5. STRATEGIES FOR DEVELOPMENT 1. State government need to prioritize ornamental fish culture sector as an avocation for employment generation especially for women inhabiting in rural and suburban areas. 2. Awareness activities in respect of aquarium setting, keeping, maintenance, species of fishes, their behaviour, life history, traits and compatibility of selected species are to be initiated. 3. Popularization of indigenous ornamental fishes in domestic and export markets. 4. Organize seminars, symposium, workshop and exhibition on ornamental fishery potential etc. 5. Status of ornamental fish breeding and culture .Species used for culture are mostly egg layers such as gold fish, angel, gouramis, and Oscar. Among live bearers, molly, guppy, platy, sword tail etc are preferred for culture. 6. Schemes on ornamental fish breeding and culture be initiated, promoted and implemented by Government, MPEDA etc. MPEDA has opened a office at Guwahati to encourage local youth and fishers to develop this sector.

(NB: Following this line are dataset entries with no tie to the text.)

PR #1118, opened 2024-04-02
Update Envoy to 690d3aa (Apr 01, 2024)

fei-deng:
- update [bazel/repositories.bzl](https://github.com/fei-deng/nighthawk/blob/update_apr/bazel/repositories.bzl) with new ENVOY_COMMIT.
- update [.bazelrc](https://github.com/fei-deng/nighthawk/blob/update_apr/.bazelrc) with explicitly set --host_action_env.
- update [tools/code_format/config.yaml](https://github.com/fei-deng/nighthawk/blob/update_apr/tools/code_format/config.yaml)


.bazelrc
```diff
@@ -40,10 +40,13 @@ build --enable_platform_specific_config
 build --action_env=CC --host_action_env=CC
 build --action_env=CXX --host_action_env=CXX
 build --action_env=LLVM_CONFIG --host_action_env=LLVM_CONFIG
-# Do not pass through PATH however.
-# It tends to have machine-specific values, such as dynamically created temp folders.
-# This would make it impossible to share remote action cache hits among machines.
-# build --action_env=PATH --host_action_env=PATH
+# Do not pass machine-specific values through PATH however.
```
mum4k, line 43: This file is kept in sync with the Envoy's version.

Let's only modify the lines we have to modify. It is ok to add additional comment. Let's also mark all lines we are modifying as unique.

mum4k (changes requested):

.bazelrc
fei-deng: Updated comment.  Now it is in sync with Envoy's version. Added lines with `#unique` marks.

mum4k (approved):

PR #1131, opened 2024-04-12
Update Envoy to 1ae6fb2 (Apr 8th, 2024)

yanavlasov:
- Adjust code to changes in the createTagProducer return value.

### DIFF
--- a/source/client/process_impl.cc
+++ b/source/client/process_impl.cc
@@ -22,7 +22,6 @@
 #include "external/envoy/source/common/common/cleanup.h"
 #include "external/envoy/source/common/common/regex.h"
 #include "external/envoy/source/common/common/statusor.h"
-#include "external/envoy/source/common/config/stats_utility.h"
 #include "external/envoy/source/common/config/utility.h"
 #include "external/envoy/source/common/event/dispatcher_impl.h"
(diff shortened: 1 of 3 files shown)


source/client/process_impl.cc
```diff
@@ -848,8 +848,14 @@ bool ProcessImpl::runInternal(OutputCollector& collector, const UriPtr& tracing_
     // Needs to happen as early as possible (before createWorkers()) in the instantiation to preempt
     // the objects that require stats.
     if (!options_.statsSinks().empty()) {
-      store_root_.setTagProducer(
-          Envoy::Config::StatsUtility::createTagProducer(bootstrap_, envoy_options_.statsTags()));
+      auto producer_or_error = Envoy::Stats::TagProducerImpl::createTagProducer(
```
mum4k, line 851: Would you mind listing the full type here instead of the `auto`? The type isn't obvious to me from the context.

mum4k (approved):
Thank you!

source/client/process_impl.cc
yanavlasov: Done

mum4k: Thank you.

mum4k (approved):

PR #1133, opened 2024-04-15
Update Envoy to d417618 2024/04/15

qqustc:
- sync files
- add `# unique` in .bazelrc to avoid CI failure https://dev.azure.com/cncf/4684fb3d-0389-4e0b-8251-221942316e06/_apis/build/builds/168119/logs/57
- add `cluster_manager_->initialize(bootstrap_);` to fix a CI crash which is introduced by https://github.com/envoyproxy/envoy/pull/33221


qqustc:
retest/

qqustc:
retest\

.bazelrc
```diff
@@ -141,11 +142,11 @@ build:asan --copt -O1
 build:asan --copt -fno-optimize-sibling-calls
 
 # Clang ASAN/UBSAN
-build:clang-asan --config=clang
-build:clang-asan --config=asan
-build:clang-asan --linkopt -fuse-ld=lld
-build:clang-asan --linkopt --rtlib=compiler-rt
-build:clang-asan --linkopt --unwindlib=libgcc
+build:clang-asan --config=clang                                                             # unique
```
mum4k, line 145: As discussed offline, please wait for and pull https://github.com/envoyproxy/envoy/pull/33605 in. Let's keep this file as close to the Envoy's version as possible.

source/client/process_impl.cc
```diff
@@ -902,6 +902,7 @@ bool ProcessImpl::runInternal(OutputCollector& collector, const UriPtr& tracing_
     }
     ENVOY_LOG(debug, "Computed configuration: {}", absl::StrCat(bootstrap_));
     cluster_manager_ = cluster_manager_factory_->clusterManagerFromProto(bootstrap_);
+    THROW_IF_NOT_OK(cluster_manager_->initialize(bootstrap_));
```
mum4k, line 905: Let's not throw here. The pattern in this function is to handle errors in the following way:

```cc
if (!status.ok()) {
      ENVOY_LOG(error, "error message");
      return false;
}
```

mum4k (changes requested):

.bazelrc
qqustc: Thanks.

source/client/process_impl.cc
qqustc: Done

mum4k (approved):

PR #1176, opened 2024-05-31
fix the discrepant usage description

zhangbo1882:
The correct command is
nighthark-client --failure-predicate benchmark.http_4xx10:10 instead of benchmark.http_4xx,10


zhangbo1882:
@eric846， could you help review this PR?  Thanks.

eric846 (approved):
Thank you for fixing that!

PR #990, opened 2026-04-19
fix: handle XDG_CONFIG_HOME and %APPDATA% in telemetry config path

swithek:
`src/telemetry/config.ts` hardcodes the config path to `~/.config/openspec/config.json`, ignoring `XDG_CONFIG_HOME` and Windows `%APPDATA%`, unlike `src/core/global-config.ts` which handles both.

This causes telemetry state (anonymous ID, notice-seen flag) to be written to a different directory than global config when `XDG_CONFIG_HOME` is set or on Windows, leading to repeated telemetry notices and regenerated anonymous IDs.

This PR adds the same XDG/platform-aware resolution to the telemetry config path.

## Summary by CodeRabbit

* **Chores**
  * Telemetry config now uses platform-appropriate system directories and standardized names for consistent behavior across Windows, macOS, and Linux.
* **Bug Fixes**
  * One-time migration merges missing telemetry fields from legacy locations while preserving existing config and avoiding overwriting invalid configs.
  * Reading/writing of config is more robust (clearer statuses, ensures parent directories, safer JSON handling).
* **Tests**
  * Expanded and hardened tests for platform resolution, migration scenarios, and read/write correctness with improved environment isolation.

### DIFF
--- a/src/telemetry/config.ts
+++ b/src/telemetry/config.ts
@@ -5,10 +5,15 @@
 import { promises as fs } from 'fs';
 import path from 'path';
 import os from 'os';
+import {
+  GLOBAL_CONFIG_DIR_NAME,
+  GLOBAL_CONFIG_FILE_NAME,
+  getGlobalConfigDir,
+} from '../core/global-config.js';
 
 // Constants
-export const CONFIG_DIR_NAME = 'openspec';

It provides 10% assistance on the FOB value of the ornamental fishes exported to other countries. 50% subsidy is given on loans taken to setup a unit up to Rs 40,000/-. 7. For breeding, the needed infrastructure facilities have to be set up, supported by relevant technical knowhow. 8. Rearing of commercially important ornamental species can be undertaken in recirculation and flow through water system to maintain good water quality and to stimulate natural running water condition. 9. Technologies on the production of live fish food and nutritionally balanced dry feed in pellets, powder, flakes, microcapsules etc should be developed so that they can be extended to the hobbyists and entrepreneurs. 10. MPEDA in Chennai on 16th May 1997 suggested 540 Fresh Water Aquaculture

(a) To set up commercial ornamental fish production farms with infrastructure and technical experts. (b) Ornamental fish culture needs to be provided with facilities and concession as given to agricultural sector. (c) Training programme on different aspects of aquarium management be taken up. (d) Small-scale farmers need to be assisted. (e) Farm be equipped with fish pathology laboratory. (f) Health centres for quarantine certification. (g) Creating awareness on marketing of ornamental fish.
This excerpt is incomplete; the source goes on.